Shining a light on the opaque corners of finance

15
Apr
2015
0

Fear and bank bailouts

In a speech by Jon Nicolaisen, Deputy Governor of the Central Bank of Norway, he asks should banks be bailed out.

No.  One of the benefits of the Transparency Label Initiative™ is it renders bank bailouts unnecessary.

Under the Initiative, there are two types of banks: those that provide transparency and are awarded a label and those that are opaque and do not have a label.  For banks with a label, investors in their unsecured debt and equity securities know they will suffer losses if the bank runs into difficulty.  As a result, they will exert market discipline to restrain risk taking to prevent losses from the bank wiping out their investment.  For banks without a label, regulators can increase their capital requirements to prevent any possibility of a need for a bailout.

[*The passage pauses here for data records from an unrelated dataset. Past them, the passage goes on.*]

PR #247, opened 2018-12-13
ADEN-8061 Adding Nielsen DCR integration code

dmnsobczak:


src/ad-services/nielsen/static-queue-script.js
```diff
@@ -0,0 +1,4 @@
+// NIELSEN CODE START
+// eslint-disable-next-line
+export function initNielsenStaticQueue(){!function(t,n){t[n]=t[n]||{nlsQ:function(e,o,c,r,s,i){return s=t.document,r=s.createElement("script"),r.async=1,r.src=("http:"===t.location.protocol?"http:":"https:")+"//cdn-gl.imrworldwide.com/conf/"+e+".js#name="+o+"&ns="+n,i=s.getElementsByTagName("script")[0],i.parentNode.insertBefore(r,i),t[n][o]=t[n][o]||{g:c||{},ggPM:function(e,c,r,s,i){(t[n][o].q=t[n][o].q||[]).push([e,c,r,s,i])}},t[n][o]}}}(window,"NOLBUNDLE");}
```
fraszczakszymon: Is seems that this code loads the JS resource and creates NOLBUNDLE lazy queue. What do you think about rewriting it? 🙈

src/ad-services/nielsen/index.js
```diff
@@ -0,0 +1,57 @@
...
+	 */
+	call(nielsenMetadata) {
+		const nielsenKey = context.get('services.nielsen.appId');
+
+		if (!context.get('services.nielsen.enabled') || !nielsenKey) {
+			utils.logger(logGroup, 'disabled');
+		}
+
+		if (!this.nlsnInstance) {
+			this.nlsnInstance = createInstance(nielsenKey);
```
fraszczakszymon: How does it work? `createInstance` doesn't return anything

dmnsobczak: It is now, I forgot about `return`.

PR #248, opened 2018-12-13
ADEN-7541 Add A9 to incontent_boxads. Enable bid refreshing for A9.

jacekbj:


examples/context.js
```diff
@@ -208,7 +212,7 @@ export default {
 			},
 		},
 		repeatable_boxad_1: {
-			bidderAlias: 'top_boxad',
+			bidderAlias: 'mobile_in_content',
```
fraszczakszymon: It's going to break prebid example pages because:
https://github.com/Wikia/ad-engine/blob/dev/examples/context.js#L43
there is no mobile_in_content in the wikia adapters definition. Am I right?

src/ad-bidders/a9/index.js
```diff
@@ -154,19 +152,136 @@ export class A9 extends BaseBidder {
...
+	}
+
+	/**
+	 * Creates A9 slot definition from slot name.
+	 *
+	 * @param {string} slotName
+	 * @returns {A9SlotDefinition | null} Returns null i
+	 */
+	createSlotDefinition(slotName) {
+		const slotAlias = this.getSlotAlias(slotName);
```
fraszczakszymon: I'm not sure if I understand it correctly. Why do we need to care about slotAlias at this point? Can it work in described way:

1. request bids for normal slot (e.g. mobile_in_content)
2. create slot with alias (e.g. incontent_boxad_1 with alias mobile_in_content)
3. add bid targeting to incontent_boxad_1 using alias (so it takes bids from mobile_in_content)
4. render a9 ad in incontent_boxad_1 using bid for mobile_in_content

For me `createSlotDefinition` is responsible for point 1.

src/ad-bidders/a9/index.js
```diff
@@ -154,19 +152,136 @@ export class A9 extends BaseBidder {
...
+			.loadScript('//c.amazon-adsystem.com/aax2/apstag.js', 'text/javascript', true, 'first')
+			.then(() => this.overwriteRenderImp());
 	}
 
+	/**
+	 * Wraps apstag.renderImp
+	 *
+	 * Calls this.refreshBid() if bids refreshing is enabled.
+	 */
+	overwriteRenderImp() {
```
fraszczakszymon: Isn't it sensitive to race conditions? Look at the `configureApstag` please. It might throw excpetion that original `window.apstag.renderImp` is not defined

src/ad-bidders/a9/index.js
```diff
@@ -154,19 +152,136 @@ export class A9 extends BaseBidder {
...
+
+		return renderedSlot;
+	}
+
+	/**
+	 * Refreshes bid for given slot.
+	 *
+	 * @param {string | number} impId
+	 */
+	refreshBid(slot) {
```
fraszczakszymon: Should we emit `BIDS_REFRESH` somewhere here?

src/ad-bidders/a9/index.js
```diff
@@ -154,19 +152,136 @@ export class A9 extends BaseBidder {
...
+		if (!this.shouldRefreshSlot(slot)) {
+			return;
+		}
+
+		const slotDef = this.createSlotDefinition(slot.getSlotName());
+
+		if (slotDef) {
+			utils.logger(logGroup, 'refresh bids for slot', slotDef);
+			this.fetchBids([slotDef]);
```
fraszczakszymon: Just curious: is it safe for the rest of bids? Won't it clear all other slots?

src/ad-bidders/base-bidder.js
```diff
@@ -56,14 +56,14 @@ export class BaseBidder {
 		return this.response;
 	}
 
-	isSlotSupported(slotName) {
-		if (this.isSupported) {
-			return this.isSupported(slotName);
-		}
-
+	isSupported() {
```
fraszczakszymon: :+1:

src/ad-bidders/a9/index.js
```diff
@@ -154,19 +152,136 @@ export class A9 extends BaseBidder {
...
+	/**
+	 * Creates A9 slot definition from slot name.
+	 *
+	 * @param {string} slotName
+	 * @returns {A9SlotDefinition | null} Returns null i
+	 */
+	createSlotDefinition(slotName) {
+		const slotAlias = this.getSlotAlias(slotName);
+		const config = this.slots[slotAlias];
+		const slotID = config.slotId || this.slots[slotAlias];
```
fraszczakszymon: Is it fine? `slotId` can be `config.slotId` or `this.slots[slotAlias]` (which equals `config`)

src/ad-bidders/a9/index.js
```diff
@@ -154,19 +152,136 @@ export class A9 extends BaseBidder {
...
+			slotName: slotID,
+		};
+
+		if (!slotService.getState(slotID)) {
+			return null;
+		}
+
+		this.slotNamesMap[slotID] = slotAlias;
+
+		// DISCUSS Do we enable A9 video bidder anywhere?
```
fraszczakszymon: Ask Nef please. At this moment we have two separate instant globals for that

examples/context.js
jacekbj: Surprisingly it works in for both /bidders/reusable-prebid/ and /bidders/prebid/. It definately needs checking, I might be missing something.

src/ad-bidders/a9/index.js
jacekbj: It's called after apstag script `onload` event is triggered. I did not experience race condition when developing locally.

src/ad-bidders/a9/index.js
jacekbj: Yes, it is. Function called once bids are fetched updates only the slots for which bids were fetched.

src/ad-bidders/a9/index.js
jacekbj: 🔭  good spot

src/ad-bidders/a9/index.js
jacekbj: I realized that it does not break anything. I will delete this comment.

examples/context.js
jacekbj: One more thing: setting bidderAlias to a slot which exists already on the page results in two bid responses writing to the same targeting. This is what happened in this case.

src/ad-bidders/a9/index.js
jacekbj: I refactored `createSlotDefinition` to accept slot name, which is already transformed into alias if necessary.

PR #249, opened 2018-12-17
ADEN-8070 Get last id from wrappers

fraszczakszymon:


src/ad-engine/video/vast-parser.js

However, the Initiative has not yet formally announced which, if any, banks have been awarded a label.  So bank regulators still perceive themselves to be faced with a choice of bailout or don’t bailout.

As I discuss in Transparency Games, the primary driver of the choice to bailout the banks is fear.  Regulators fear there would be unimaginable consequences if a Too Big to Fail bank failed.  In his speech, Mr. Nicolaisen’s confirms this.

We bail out banks to prevent systemic crises. We bail out banks to limit the substantial damage a deep banking crisis can inflict on the economy.